The data section start

PR #145, opened 2019-10-01
casadm: Add message for error code OCF_ERR_CORE_NOT_EXIST

### LINKED ISSUE #143: Unknown error when removing non-existing core
Reproduction:
1. start cache
2. add core
3. try removing core with different id than added

Expected:
Info that core does not exist

Result:
Error while removing core device X from cache instance 1
Unknown error 1000015

robertbaldyga:
Fixes #143 


arutk:
Already fixed in another previous patchset

PR #156, opened 2019-10-18
env: implement vmalloc with GFP flags

arutk:

### DIFF
--- a/modules/cas_cache/ocf_env.h
+++ b/modules/cas_cache/ocf_env.h
@@ -40,14 +40,24 @@ static inline void env_free(const void *ptr)
 	kfree(ptr);
 }
 
+static inline void *env_vmalloc_flags(size_t size, int flags)
+{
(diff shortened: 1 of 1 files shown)


modules/cas_cache/ocf_env.h
```diff
@@ -40,14 +40,24 @@ static inline void env_free(const void *ptr)
 	kfree(ptr);
 }
 
+static inline void *env_vmalloc_flags(size_t size, int flags)
+{
+	return __vmalloc(size, flags | __GFP_HIGHMEM, PAGE_KERNEL);
```
robertbaldyga: If any kind of kernel flags are going to be passed from OCF code, appropriate ENV_ macros should be provided.

arutk: flags are already defined ocf_env.h, line 19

The data section end

_Task directions_.
An exact copy of the data is needed.

_Answer section_.
PR #145, opened 2019-10-01
casadm: Add message for error code OCF_ERR_CORE_NOT_EXIST

### LINKED ISSUE #143: Unknown error when removing non-existing core
Reproduction:
1. start cache
2. add core
3. try removing core with different id than added

Expected:
Info that core does not exist

Result:
Error while removing core device X from cache instance 1
Unknown error 1000015

robertbaldyga:
Fixes #143 


arutk:
Already fixed in another previous patchset

PR #156, opened 2019-10-18
env: implement vmalloc with GFP flags

arutk:

### DIFF
--- a/modules/cas_cache/ocf_env.h
+++ b/modules/cas_cache/ocf_env.h
@@ -40,14 +40,24 @@ static inline void env_free(const void *ptr)
 	kfree(ptr);
 }
 
+static inline void *env_vmalloc_flags(size_t size, int flags)
+{
(diff shortened: 1 of 1 files shown)


modules/cas_cache/ocf_env.h
```diff
@@ -40,14 +40,24 @@ static inline void env_free(const void *ptr)
 	kfree(ptr);
 }
 
+static inline void *env_vmalloc_flags(size_t size, int flags)
+{
+	return __vmalloc(size, flags | __GFP_HIGHMEM, PAGE_KERNEL);
```
robertbaldyga: If any kind of kernel flags are going to be passed from OCF code, appropriate ENV_ macros should be provided.

arutk: flags are already defined ocf_env.h, line 19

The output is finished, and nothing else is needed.